Reality fully hit in late January of this year, when private insurers submitted bids to the bureaucracy that would administer the new program. The average premium for the unsubsidized plans was not $200 per month — as Mr. Romney promised from the stump — but rather $380. That’s more than 15% of the target audiences’ income — and for a plan with a $2,000 deductible and a total cost sharing of $5,000. People were stunned, outraged. Naturally, “greedy” private insurers were blamed. Politicians called for price controls.

As John McDonough from Health Care for All (HCFA) points out, the $380 wasn’t a real average anyway. It included high bids from plans that weren’t interested in playing. And new Governor Deval Patrick has since jumped in and jawboned the plans into offering premiums that actually get pretty close to the $200 and in some cases go below. (If you want to understand this whole topic in serious detail, you must check out HCFA’s A Healthy Blog.)

I’m a strong free market guy myself, but let’s not fool ourselves that the answer to the social and economic problems of the US health care system can be divined from strict ideological principles.

The MA health reform bill–and it’s really not RomneyCare– is an excellent idea for MA. It can work here because we already have low levels of uninsured and extra money devoted to uncompensated care. It’s not going to work like that on a national level.

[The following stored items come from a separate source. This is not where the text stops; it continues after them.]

PR #869, opened 2022-02-11
Proxy observability improvements

dormando:
More MVP grind:

- adds a bunch more stats to `stats proxy` - tracking how many of each type of command was received.
```
stats proxy
STAT user_example 0
STAT user_another 0
STAT cmd_mg 0
STAT cmd_ms 0
STAT cmd_md 0
STAT cmd_mn 0
STAT cmd_ma 0
STAT cmd_me 0
STAT cmd_get 0
STAT cmd_gat 0
STAT cmd_set 0
STAT cmd_add 0
STAT cmd_cas 0
STAT cmd_gets 0
STAT cmd_gats 0
STAT cmd_incr 0
STAT cmd_decr 0
STAT cmd_touch 0
STAT cmd_append 0
STAT cmd_prepend 0
STAT cmd_delete 0
STAT cmd_replace 0
END
```
- adds `watch proxycmds|proxyevents|proxyuser` watcher endpoints.
- adds `mcp.log()` lua interface to logging (lands in proxyuser)
- adds some logs to backend errors, these look like:
```
ts=1644553677.231725 gid=5 type=proxy_backend error=connecting ip=127.2.1.3 port=11213
ts=1644553677.231738 gid=6 type=proxy_backend error=connecting ip=127.1.1.3 port=11212
ts=1644553677.231746 gid=7 type=proxy_backend error=connecting ip=127.3.1.3 port=11214
```

More specific errors are possible but will take more effort to get the interfaces to align. the errno should be added to the existing line at some point.

Before merging, also looking at:
- [ ] `mcp.slow_log_threshold(0.5)` - set a timing threshold for sending logs to `proxycmds` log stream.
- [ ] might be able to add the backend ip:port to the slow log stream
- [ ] also looking at a short string or number to "tag" a request with (which can be zone/route/anything), which would be sent in the slow/error log stream.
- don't think I can get detailed errors into the slow log stream (which we could also trigger on error) without significant work... but I tried.

### DIFF
--- a/proto_proxy.c
+++ b/proto_proxy.c
@@ -53,6 +53,11 @@
     c->thread->stats.stat += amount; \
     pthread_mutex_unlock(&c->thread->stats.mutex); \
 }
+#define WSTAT_DECR(c, stat, amount) { \
+    pthread_mutex_lock(&c->thread->stats.mutex); \
+    c->thread->stats.stat -= amount; \
+    pthread_mutex_unlock(&c->thread->stats.mutex); \
+}
 #define STAT_L(ctx) pthread_mutex_lock(&ctx->stats_lock);
 #define STAT_UL(ctx) pthread_mutex_unlock(&ctx->stats_lock);
 #define STAT_INCR(ctx, stat, amount) { \
@@ -1212,31 +1217,7 @@ void proxy_submit_cb(io_queue_t *q) {
 }
 
 void proxy_complete_cb(io_queue_t *q) {
-    /*
-    io_pending_proxy_t *p = q->stack_ctx;
-    q->stack_ctx = NULL;
-
-    while (p) {
-        io_pending_proxy_t *next = p->next;
-        mc_resp *resp = p->resp;
-        lua_State *Lc = p->coro;
-
-        // in order to resume we need to remove the objects that were
-        // originally returned
-        // what's currently on the top of the stack is what we want to keep.
-        lua_rotate(Lc, 1, 1);
-        // We kept the original results from the yield so lua would not
-        // collect them in the meantime. We can drop those now.
-        lua_settop(Lc, 1);
-
-        proxy_run_coroutine(Lc, resp, p, NULL);
-
-        // don't need to flatten main thread here, since the coro is gone.
-
-        p = next;
-    }
-    return;
-    */
+    // empty/unused.
 }
 
 // called from worker thread after an individual IO has been returned back to
@@ -1259,7 +1240,7 @@ void proxy_return_cb(io_pending_t *pending) {
         // p can be freed/changed from the call below, so fetch the queue now.
         io_queue_t *q = conn_io_queue_get(p->c, p->io_queue_type);
         conn *c = p->c;
-        proxy_run_coroutine(Lc, p->resp, p, NULL);
+        proxy_run_coroutine(Lc, p->resp, p, c);
 
         q->count--;
         if (q->count == 0) {
@@ -1347,6 +1328,7 @@ void proxy_cleanup_conn(conn *c) {
     lua_State *L = thr->L;
     luaL_unref(L, LUA_REGISTRYINDEX, c->proxy_coro_ref);
     c->proxy_coro_ref = 0;
+    WSTAT_DECR(c, proxy_req_active, 1);
 }
 
 // we buffered a SET of some kind.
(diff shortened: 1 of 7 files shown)


proto_proxy.c
```diff
@@ -1041,17 +1099,22 @@ static int proxy_thread_loadconf(LIBEVENT_THREAD *thr) {
         return -1;
     }
 
+    // seed per-thread stats.
+    if (thr->proxy_int_stats == NULL) {
+        thr->proxy_int_stats = calloc(1, sizeof(struct proxy_int_stats));
```
smukil, line 1104: Probably very unlikely to happen since this code runs at initialization time, but should we be checking for failed malloc/calloc's here and fail explicitly?

proto_proxy.c
```diff
@@ -2448,18 +2494,18 @@ static void proxy_backend_handler(const int fd, const short which, void *arg) {
...
                         break; // sit on epoll again.
                     } else {
-                        _reset_bad_backend(be);
+                        _reset_bad_backend(be, P_BE_FAIL_READING);
                         return;
                     }
                 }
             } else if (res == -1) {
-                _reset_bad_backend(be);
+                _reset_bad_backend(be, P_BE_FAIL_PARSING);
```
smukil, line 2508: Does this mean the command was improperly formatted?

I'm guessing this will be useful if there's a command received by the proxy and then transformed into a different command(s) via a Lua hook function, and this transformed command is incorrectly formatted. And this could only happen if there's a bug in the Lua function. Am I understanding it correctly?

proto_proxy.c
```diff
@@ -2605,6 +2648,16 @@ static void proxy_process_command(conn *c, char *command, size_t cmdlen, bool mu
         return;
     }
 
+    // Count requests handled by proxy vs local.
+    // Also batch the counts down this far so we can lock once for the active
+    // counter instead of twice.
+    struct proxy_int_stats *istats = c->thread->proxy_int_stats;
+    WSTAT_L(c->thread);
```
smukil, line 2655: You mentioned in another commit that atomics are slower than locks in your benchmarking.
But curious if this causes a regression since we're adding a new lock/unlock on every command.

proto_proxy.c
```diff
@@ -2605,6 +2648,16 @@ static void proxy_process_command(conn *c, char *command, size_t cmdlen, bool mu
...
+    istats->counters[pr.command]++;
+    c->thread->stats.proxy_conn_requests++;
+    c->thread->stats.proxy_req_active++;
```
smukil, line 2658: We're increasing `proxy_req_active` here, but we increase it again in `proxy_run_coroutine()`. Wouldn't that count the same command twice?

dormando:
Might merge this down as-is and do a separate PR or come back later for slow log improvements. Not liking most of the ideas I have for the slow log.

proto_proxy.c
```diff
@@ -4053,6 +4111,15 @@ static int mcplib_open_dist_jump_hash(lua_State *L) {
 
 /*** END jump consistent hash library ***/
 
+/*** START lua interface to logger ***/
+
+static int mcplib_log(lua_State *L) {
+    LIBEVENT_THREAD *t = lua_touserdata(L, lua_upvalueindex(MCP_THREAD_UPVALUE));
+    const char *msg = luaL_checkstring(L, -1);
+    LOGGER_LOG(t->l, LOG_PROXYUSER, LOGGER_PROXY_USER, NULL, msg);
```
smukil, line 4119: I'm just confirming that the timestamp here is the timestamp at the time of the log being put onto the buffer, and not the time that the log is consumed.
Im 99% sure the former is the case, but just confirming.

proto_proxy.c
dormando: Yeah; I can fix that. I'm just lazy since it's nearly impossible for these to fail + at start time.

proto_proxy.c
dormando: This would be because the remote server sent a response it didn't understand for some reason (any reason why that would happen; lua sent junk or the backend server is broken and sent garbage)

proto_proxy.c
dormando: There're a lot of details, but the main difference between global atomic counters and the per-worker thread mutexes are contended shared memory vs typically uncontended differential locks. These mutexes will typically never collide (only writer is that worker thread, only other time it's locked is when it's being observed), and the memory is unique to each worker thread so there's no false-sharing or shared cacheline level contention. It's complicated :)

This also isn't a new lock for this code, it was already there.

proto_proxy.c
dormando: That's a DECR in `proxy_run_coroutine()`

proto_proxy.c
dormando: Log line's timestamp is when the log is inserted into the buffer. The elapsed time for this log entry is between the initial request generation and the result being returned to the client.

So as much as I think the whole edifice of employer-sponsored health care is likely to fall apart over the next decade, it still makes sense to promulgate the MA, employer-based mandate. The way I see it, once (almost) everyone is insured –and it could happen in the next year or so–  the focus will turn to how to improve efficiency and quality in health care delivery. With luck we’ll shift away from what the Boston Globe calls the “arcane demographic data and risk assumptions” of actuarial science that goes into the calculation of premiums and into the very tangible and sometimes personal aspects of how health care is delivered.

It’s no bad thing that the deductibles for the new plans are going to be relatively high –something like $2000 for an individual or $4000 for a family. It will help create a cost and service oriented market in routine services. MinuteClinic start your engines!

And Governor Patrick did exactly the right thing by twisting the plans arms to alter their assumptions and bring the price down. The plans are going to have to suck it up, or spread costs to other customers in the name of getting everyone on the books in the near term. Though Pipes may wince, the Governor is part of the market, too.